As my colleague at Salon, Walter Shapiro puts it: "What motivates her? Is it ambition, pride, feminism, vindication, public service or ideology? Or is it some combination of all of them?"
Mary Sanchez, writing for the Kansas City Star, is more blunt: Hillary should scram:
'A lady always knows when to leave the party.' Or so my mother used to say. It's time for Hillary Clinton to take a tip and leave - not the party, of course, but the presidential race....She should save her political future and concede the nomination to Obama. The Democratic Party's chances to win the White House are at stake now, not just her own career. Or her husband's ambitions, if it is he who is pushing her to continue in a race she cannot win.
The decision, Peter Keating, former senior writer for politics at George who
now covers sports business for ESPN, suggests is "how much she wants to hurt Obama. And when she equated 'white Americans' with 'hard-working Americans' in attacking Obama last week, she signaled that she's still willing to campaign destructively. As long as Hillary is playing with her knife collection, she can make Obama bleed."
Michael Crowley has his own interesting take:
[O]ne gets the overall impression that the Clintons feel Obama shouldn't be here in the first place--that this 'young man's' very claim to power is itself questionable. In this sense, the Clintons may be victims of their own sense of victimhood. The vileness of the Clintons' past enemies seems to have convinced them that their enemies always are, by definition, in the wrong. And that Obama's candidacy is almost like another illegitimate attempt to steal a White House that, in some sense, belongs to them.
Speculating on the Clintons' motives and what they hope to achieve has become the media parlor game of the moment. To add my own two cents worth, I suspect, but have no way of knowing, that she is:
*Praying for a devastating anti-Obama story -- Jeremiah Wright-Tony Rezko squared - to surface and turn the Illinois Senator into an unacceptable candidate in the eyes of the media and convention delegates. This is clearly a long-shot, and presumably her aides have no such story in reserve or it would have already seen the light of day.

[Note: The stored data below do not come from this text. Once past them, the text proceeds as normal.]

PR #767, opened 2019-10-30
NXP-27968: create CSV import ftest

FabioFSantos:
https://qa.nuxeo.org/jenkins/view/TestAndPush/job/web-ui-pipeline-fdsantos/59/console 🎉

### DIFF
--- a/addons/nuxeo-csv/ftest/features/csv-import.feature
+++ b/addons/nuxeo-csv/ftest/features/csv-import.feature
@@ -1,0 +1,22 @@
+Feature: CSV Import
+
+  Scenario: I can import a CSV file and navigate to the created documents
+    Given user "John" exists in group "members"
+    And I login as "John"
+    And I have a Workspace document
+    And I have permission ReadWrite for this document
+    And I browse to the document
+
+    When I click the Create Document button
+    And I go to the importCSV tab
+    And I import the csv-import-sample.csv file
+    Then I can see the "my_folder" child document is at position "1"
+    When I navigate to "my_folder" child
+    Then I can see the "file1" child document is at position "1"
+    When I navigate to "file1" child
+    Then I can see File metadata with the following properties:
+      | name         | value                                 |
+      | title        | file1                                 |
+      | description  | doc in folder                         |
+      | nature       | Letter                                |
+      | subjects     | Daily life/Gastronomy,Society/Company |
--- a/addons/nuxeo-csv/ftest/features/step_definitions/csv-import.js
+++ b/addons/nuxeo-csv/ftest/features/step_definitions/csv-import.js
@@ -1,0 +1,18 @@
+import { When } from 'cucumber';
+
+When(/^I go to the (.+) tab$/, function(name) {
+  const dialog = this.ui.createDialog;
+  dialog.waitForVisible();
+  dialog.importTab(name).click();
+});
+
+When(/^I import the (.+) file$/, function(file) {
+  const dialog = this.ui.createDialog;
+  dialog.waitForVisible();
+  dialog.setFileToImport(file);
+  dialog.selectedFileToImport.waitForVisible().should.be.true;
+  dialog.importCsvButton.click();
+  dialog.importSuccess.waitForVisible();
+  dialog.importError.isVisible().should.be.false;
+  dialog.importCloseButton.click();
+});
--- a/packages/nuxeo-web-ui-ftest/pages/ui/create_dialog.js
+++ b/packages/nuxeo-web-ui-ftest/pages/ui/create_dialog.js
@@ -1,9 +1,44 @@
+import path from 'path';
 import BasePage from '../base';
 import DocumentCreate from './browser/document_create';
 
 export default class CreateDialog extends BasePage {
   get documentCreate() {
     return new DocumentCreate('nuxeo-document-create');
+  }
+
+  importTab(name) {
+    return this.el.element(`paper-tab[name="${name}"]`);
+  }
+
+  get importCsvDialog() {
+    return this.el.element('#csvCreation');
+  }
+
+  setFileToImport(file) {
+    const field = this.importCsvDialog.element('#dropzone #uploadFiles');
+    field.waitForExist();
+    return field.chooseFile(path.resolve(fixtures.blobs.get(file)));
+  }
+
+  get importCsvButton() {
+    return this.importCsvDialog.element('div[name="upload"] paper-button.primary');
+  }
+
+  get selectedFileToImport() {
+    return this.el.element('#dropzone div.complete');
+  }
+
+  get importCloseButton() {
+    return this.el.element('div[name="progress"] paper-button.primary');
+  }
+
+  get importError() {
+    return this.el.element('div[name="progress"] #list div.item');
+  }
+
+  get importSuccess() {
+    return this.el.element('#progress div.successful');
   }
 
   get createButton() {
--- a/addons/nuxeo-csv/ftest/resources/csv-import-sample.csv
+++ b/addons/nuxeo-csv/ftest/resources/csv-import-sample.csv
@@ -1,0 +1,3 @@
+"name","type","dc:title","dc:description","dc:format","dc:source","dc:language","dc:nature","dc:subjects"
+"my_folder","Folder","my_folder","This is the description of a folder that will hold some documents",,"Nuxeo CSV import",,,
+"my_folder/file1","File","file1","doc in folder",,"Nuxeo CSV Import","English","letter","daily life/gastronomy|society/company"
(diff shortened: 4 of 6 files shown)


FabioFSantos:
https://qa.nuxeo.org/jenkins/view/TestAndPush/job/web-ui-pipeline-fdsantos/60/console 🎉

addons/nuxeo-csv/ftest/features/csv-import.feature
```diff
@@ -0,0 +1,23 @@
...
+  Background:
+    Given user "John" exists in group "members"
+    And I login as "John"
+    And I have a Workspace document
+    And I have permission ReadWrite for this document
+    And I browse to the document
+
+  Scenario: I can import a CSV file and navigate to the created documents
+    Given I click the Create Document button
+    And I go to importCSV tab and upload the csv-import-sample.csv
```
nelsonsilva: since this step is pretty specific to the import I don't think it's worth having to pass the tab name. Just something like `And I import the csv-import-sample.csv CSV file`.
Alternatively we could split it into 2 more generic steps, ie:
```
And i go to the importCSV creation tab
And I drop the csv-import-sample.csv in the .... dropzone
```

addons/nuxeo-csv/ftest/features/csv-import.feature
```diff
@@ -0,0 +1,23 @@
...
+    Then I import the CSV successfully
```
nelsonsilva: The `then` makes it sound like it's just an assertion when in fact it's the step that's clicking the button to perform the import... perhaps something like:
```
When I perform the CSV import
And I navigate to ...
```

packages/nuxeo-web-ui-ftest/pages/ui/create_dialog.js
```diff
@@ -6,6 +6,36 @@ export default class CreateDialog extends BasePage {
...
+  }
+
+  get importCsvDialog() {
+    return this.el.element('#csvCreation');
+  }
+
+  setFileToImport(value) {
+    const field = this.importCsvDialog;
+    field.waitForVisible();
+    return fixtures.layouts.setValue(field, value);
```
nelsonsilva: this is not a layout and `nuxeo-document-import-csv` is not a widget so you should move the logics you have to set / get values here. 
the `fieldRegistry`  is only relevant for widgets / elemets used in layouts so we can easily get / set property values without having to care about the widget being used.

addons/nuxeo-csv/ftest/features/csv-import.feature
FabioFSantos: I think the best option will be split since we have the import(not csv) tab, that with this logic could be used for future tests

FabioFSantos: b593c94a85b78af2dfe6663a5865adab714d31c9

addons/nuxeo-csv/ftest/features/csv-import.feature
FabioFSantos: b593c94a85b78af2dfe6663a5865adab714d31c9

packages/nuxeo-web-ui-ftest/pages/ui/create_dialog.js
FabioFSantos: b593c94a85b78af2dfe6663a5865adab714d31c9

addons/nuxeo-csv/ftest/features/csv-import.feature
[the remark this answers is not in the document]
FabioFSantos: b593c94a85b78af2dfe6663a5865adab714d31c9

addons/nuxeo-csv/ftest/features/csv-import.feature
```diff
@@ -0,0 +1,24 @@
...
+  Background:
+    Given user "John" exists in group "members"
+    And I login as "John"
+    And I have a Workspace document
+    And I have permission ReadWrite for this document
+    And I browse to the document
+
+  Scenario: I can import a CSV file and navigate to the created documents
+    Given I click the Create Document button
+    And I go to the importCSV creation tab
```
nmpcunha: nit: `I go to the X tab`
I would suggest remove the `creation` because we already have the context `Create Document button`

addons/nuxeo-csv/ftest/features/step_definitions/csv-import.js
```diff
@@ -0,0 +1,23 @@
...
+  dialog.selectedFileToImport.waitForVisible().should.be.true;
+});
+
+Then('I perform the CSV import', function() {
+  const dialog = this.ui.createDialog;
+  dialog.waitForVisible();
+  dialog.importCsvButton.click();
+  dialog.importSuccess.waitForVisible();
+  const success = dialog.importSuccess.getText();
+  success.should.be.equals('Successfully imported entries\n2 / 2');
```
nmpcunha: Not sure if this step should this validation. If yes, I would say that we may want to pass the number of entries as a parameter in order to avoid an hardcoded value. Or maybe consider to split it!

FabioFSantos:
the commits will be squashed after all the reviews are made

addons/nuxeo-csv/ftest/features/csv-import.feature
FabioFSantos: done 👍

addons/nuxeo-csv/ftest/features/step_definitions/csv-import.js
FabioFSantos: done 👍

packages/nuxeo-web-ui-ftest/pages/ui/create_dialog.js
```diff
@@ -6,6 +7,41 @@ export default class CreateDialog extends BasePage {
...
+  }
+
+  get importCsvDialog() {
+    return this.el.element('#csvCreation');
+  }
+
+  setFileToImport(file) {
+    const field = this.importCsvDialog.element('#dropzone #uploadFiles');
+    field.getValue();
+    field.waitForExist();
```
nmpcunha: Should this be executed before the `field.getValue()`?

FabioFSantos: done

addons/nuxeo-csv/ftest/features/csv-import.feature
```diff
@@ -0,0 +1,23 @@
...
+    Given user "John" exists in group "members"
+    And I login as "John"
+    And I have a Workspace document
+    And I have permission ReadWrite for this document
+    And I browse to the document
+
+  Scenario: I can import a CSV file and navigate to the created documents
+    Given I click the Create Document button
+    And I go to the importCSV tab
+    And I import the csv-import-sample.csv file
```
nmpcunha: nit: Maybe it may make sense to replace `And` by `When`

nmpcunha: Despite this small thing, it looks good! 👍 
Thanks!

addons/nuxeo-csv/ftest/features/csv-import.feature
```diff
@@ -0,0 +1,23 @@
...
+
+  Background:
+    Given user "John" exists in group "members"
+    And I login as "John"
+    And I have a Workspace document
+    And I have permission ReadWrite for this document
+    And I browse to the document
+
+  Scenario: I can import a CSV file and navigate to the created documents
+    Given I click the Create Document button
```
Gabez0r: "When" is more suitable here, since `Given` is mostly used to put the system in a known state before the user starts interacting with the it (see [here](https://cucumber.io/docs/gherkin/reference/#given)).
```suggestion
    When I click the Create Document button
```

Good job! 👏 💪

FabioFSantos: 👍

addons/nuxeo-csv/ftest/features/step_definitions/csv-import.js
```diff
@@ -0,0 +1,18 @@
+import { Then } from 'cucumber';
+
+Then(/^I go to the (.+) tab$/, function(name) {
```
nmpcunha: For consistency, we may want to turn this ones to `When`

packages/nuxeo-web-ui-ftest/pages/ui/create_dialog.js
```diff
@@ -6,6 +7,40 @@ export default class CreateDialog extends BasePage {
...
+  importTab(name) {
+    return this.el.element(`paper-tab[name="${name}"]`);
+  }
+
+  get importCsvDialog() {
+    return this.el.element('#csvCreation');
+  }
+
+  setFileToImport(file) {
+    const field = this.importCsvDialog.element('#dropzone #uploadFiles');
```
nelsonsilva: nit: ids are unique in the current global scope (in this case the element's shadow dom) so having a chain of id selectors only makes sense for readibility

*Convinced, correctly, that after running a lousy campaign she has finally hit her stride as reflected in her solid victories in Texas, Ohio and, on Tuesday, in West Virginia. These victories, in her eyes and in the eyes of many of her aides, demonstrate that Obama is an empty suit weighed down with general election liabilities that are only coming to light at the close of the nomination process.
*Psychically unable to accept defeat -- after first believing she was the anointed candidate, and then, after losing her superstar status, clawing her way back into contention in an extraordinary display of grit.

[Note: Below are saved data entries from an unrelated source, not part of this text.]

PR #782, opened 2019-11-25
NXP-28312 10.10 backport

michaelva:
NXP-28312: remove data list min-height in nuxeo-clipboard


nmpcunha:
Thanks for you PR.
Since this is a backport from https://github.com/nuxeo/nuxeo-web-ui/pull/779, we would expect both commits to have the same message.

michaelva:
@nmpcunha done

Opinions on this subject are a dime a dozen. Just go to RealClearPolitics and get your fill for free.
The more important issue is that Hillary's continued battle for the nomination, no matter how futile and no matter what the motivation, has consequences. One of the best analyses of the likely consequences is by June Kronholz in the Wall Street Journal.

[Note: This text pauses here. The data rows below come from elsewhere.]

PR #786, opened 2019-11-26
NXP-28114: ping batch upload endpoint to avoid http timeout

guirenard:


plugin/web-ui/addon/src/main/resources/OSGI-INF/web-ui-properties.xml
```diff
@@ -1,6 +1,8 @@
 <?xml version="1.0"?>
 <component name="org.nuxeo.web.ui.properties.contrib">
   <extension target="org.nuxeo.runtime.ConfigurationService" point="configuration">
+    <property name="org.nuxeo.web.ui.sessionTimeoutMinutes">${session.timeout:=30}</property>
```
nelsonsilva: nit: this isn't really a Web UI configuration as we don't have a session timeout on our end. Perhaps we should make it explicit that this is about configuring the keep alive poll interval during S3 upload (ir `org.nuxeo.web.ui.s3.keepAlive`)

guirenard: I has such `org.nuxeo.web.ui.s3.keepAlive` at the beginning and then I thought that since it is actually the tomcat's HTTP session timeout, there's no reason the store it under the s3 namespace in config properties. As a matter of fact, we may realize it could be needed/used for something else than s3 direct upload...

"What is clear," Kronholz writes, is that "when challengers refused to concede and instead pursued the nomination into the convention," their party's nominee got beaten in November. She cites Ronald Reagan's 1976 challenge to Gerald Ford, Senator Edward M. ('Teddy') Kennedy's 1980 bid to unseat Jimmy Carter, and Senator Gary Hart's insurgency against Walter Mondale in 1984.
Ford, Carter and Mondale all faced uphill general election struggles, no matter what kind of primary fights they had, while this year the "Democrats have the electoral winds at their back," she notes. But, Kronholz concludes, "a long, ugly nominating battle that splits the party still could cost it the White House."
For Hillary, there may be very little downside in staying in the race until the bitter end, or at least until the final delegates are selected on June 4.
Under once scenario - Obama gets the nomination but loses to John McCain - Clinton could begin her 2012 campaign on November 5, 2008, as a vindicated politician, using the narrative that she was the better candidate.
Under the alternative scenario - Hillary promptly concedes and Obama wins the presidency - she may well have lost her one shot at the highest office in the land, and the White House and the power, prestige and status that goes with it, will be forever out of her reach - a intensely painful prospect.